伊朗带着其富集知识完好无损地出现,其库存被掩埋,并有新的理由相信只有核武器才能阻止美以的攻击。
But Iran also knows that it stood its ground and was able to strike U.S. bases and allies in the region. It has discovered leverage it did not previously know it held. The Strait of Hormuz has proved a better deterrent than the nuclear bomb.
但伊朗也知道它坚守了阵地,并能够打击该地区的美国基地和盟友。它发现了一个此前不知道自己拥有的筹码。霍尔木兹海峡已被证明比核弹更具威慑力。

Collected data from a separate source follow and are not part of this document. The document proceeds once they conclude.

PR #1650, opened 2019-11-28
Bugfix: Empty and Any markers saved to lockfile

JBKahn:
When locking some private packages of ours (that have extras) it used to copy those extras over in `1.0.0b3` when we changed that behaviour it's now the `Any` marker and when it stringifies that when generating the lockfile it creates a format the lockfile doesn't support.

**bugfix**: Originally, the `MarkerUnion` didn't correctly respond to `is_any` or `is_empty` because it didn't evaluate the collection of markers which led to it trying to stringify those markers.

This on conjunction with the other fix means that the `[Any, Any]` case is simply excluded from the lockfile just like a single Any case.

**bugfix**
Before:
`' or '.join([Any, Any])` -> `' or '`
`' or '.join([Any, REAL MARKER])` -> `' or REAL MARKER'`
`' or '.join([Empty, Empty])` -> `'<empty> or <empty>'`

Now
`' or '.join([Any, Any])` -> `''`
`' or '.join([Any, REAL MARKER])` -> `'REAL MARKER'`
`' or '.join([Empty, Empty])` -> `''`

This means if we have a mix of markers with any/empty that won't be propagated to the lockfile.

### DIFF
--- a/poetry/version/markers.py
+++ b/poetry/version/markers.py
@@ -633,7 +633,7 @@ class MarkerUnion(BaseMarker):
         )
 
     def is_any(self):
-        return all(m.is_any() for m in self._markers)
+        return any(m.is_any() for m in self._markers)
 
     def is_empty(self):
         return all(m.is_empty() for m in self._markers)
--- a/poetry/version/markers.py
+++ b/poetry/version/markers.py
@@ -628,7 +628,15 @@ class MarkerUnion(BaseMarker):
         return h
 
     def __str__(self):
-        return " or ".join(str(m) for m in self._markers)
+        return " or ".join(
+            str(m) for m in self._markers if not m.is_any() and not m.is_empty()
+        )
+
+    def is_any(self):
+        return all(m.is_any() for m in self._markers)
+
+    def is_empty(self):
+        return all(m.is_empty() for m in self._markers)
 
 
 def parse_marker(marker):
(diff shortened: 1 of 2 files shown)


JBKahn:
@sdispater thoughts?

JBKahn:
@finswimmer I see you're also able to commit on this repo, any thoughts?

poetry/version/markers.py
```diff
@@ -628,7 +628,15 @@ def __hash__(self):
         return h
 
     def __str__(self):
-        return " or ".join(str(m) for m in self._markers)
+        return " or ".join(
+            str(m) for m in self._markers if not m.is_any() and not m.is_empty()
+        )
+
+    def is_any(self):
+        return all(m.is_any() for m in self._markers)
```
sdispater: Since it's a union only one of the markers needs to return `True` for `is_any()`.
```suggestion
        return any(m.is_any() for m in self._markers)
```

JBKahn:
Same for empty?

sdispater:
@JBKahn No, it's fine for `is_empty()` since all markers must be empty for the union to be empty as well.

JBKahn:
K, then I think with that test change, this should be good for the next release?

JBKahn:
@sdispater on a side note, I'm not super familiar with the code yet but if you're looking for help maintaining poetry, I'm happy to give some time to the project.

The strait is open, the oil is flowing, and the question the war was fought over sits exactly where it began. Thousands of lives were lost to arrive back to square one. Nobody has won, though both sides will say they did.
海峡依然畅通,石油仍在流动,而这场战争爆发的问题恰好回到了起点。付出了成千上万的生命代价,最终又回到了原点。没有人获胜,尽管双方都会说自己赢了。
Farah N. Jan does not work for, consult, own shares in or receive funding from any company or organization that would benefit from this article, and has disclosed no relevant affiliations beyond their academic appointment.
法拉·N·詹不为任何受益于本文的公司或组织工作、咨询、拥有股份或接受资金,并且除了其学术任命外,未披露任何相关隶属关系。